Collected data

**********

PR #745, opened 2026-07-09
feat(memory): ADR-104 Stage B — bounded per-entity posterior term in recall scoring

oceanwaves630:
Implements ADR-104 §2 (Stage B of the staged landing): one multiplicative term after rank_score computation, `clamp(1 + 0.3*(entity_posterior_mean - 0.5), 0.85, 1.15)`.

- Neutral (exactly 1.0) when the serving profile holds no posterior for the candidate — and at the uninformative prior mean itself. No minimum-evidence floor, per the resolved ADR open question.
- No profile serving the request → identity term for every hit → ranking unchanged vs pre-B.
- Single `HashMap::get` per candidate against the profile state Stage A already fetches once per recall — no second profile-state read (preserves the Stage A R2 overhead envelope: +83µs median).
- `entity_posterior_mean` breakdown field now populates with the value used; absent when no posterior.
- New pure-function unit tests (neutrality, clamp bounds, monotonicity) + row-B gate integration tests: feedback-lift (one `useful` signal changes next-query rank under that profile only), neutrality isolation, end-to-end clamp saturation.

Gates: fmt clean; clippy -D warnings clean (khive-pack-memory, khive-brain-core); tests 213 lib + 82 integration + 50 brain-core, all green.

### DIFF
--- a/crates/khive-pack-memory/src/config.rs
+++ b/crates/khive-pack-memory/src/config.rs
@@ -530,8 +530,13 @@ pub struct ScoreBreakdown {
     /// ADR-104 §3: the serving profile's per-entity Beta posterior mean for
     /// this hit's UUID. `None` when no profile served the request, or the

**********

Copy, character for character, the lines from the line that holds "- Neutral (exactly" through the final line of the records above.

- Neutral (exactly 1.0) when the serving profile holds no posterior for the candidate — and at the uninformative prior mean itself. No minimum-evidence floor, per the resolved ADR open question.
- No profile serving the request → identity term for every hit → ranking unchanged vs pre-B.
- Single `HashMap::get` per candidate against the profile state Stage A already fetches once per recall — no second profile-state read (preserves the Stage A R2 overhead envelope: +83µs median).
- `entity_posterior_mean` breakdown field now populates with the value used; absent when no posterior.
- New pure-function unit tests (neutrality, clamp bounds, monotonicity) + row-B gate integration tests: feedback-lift (one `useful` signal changes next-query rank under that profile only), neutrality isolation, end-to-end clamp saturation.

Gates: fmt clean; clippy -D warnings clean (khive-pack-memory, khive-brain-core); tests 213 lib + 82 integration + 50 brain-core, all green.

### DIFF
--- a/crates/khive-pack-memory/src/config.rs
+++ b/crates/khive-pack-memory/src/config.rs
@@ -530,8 +530,13 @@ pub struct ScoreBreakdown {
     /// ADR-104 §3: the serving profile's per-entity Beta posterior mean for
     /// this hit's UUID. `None` when no profile served the request, or the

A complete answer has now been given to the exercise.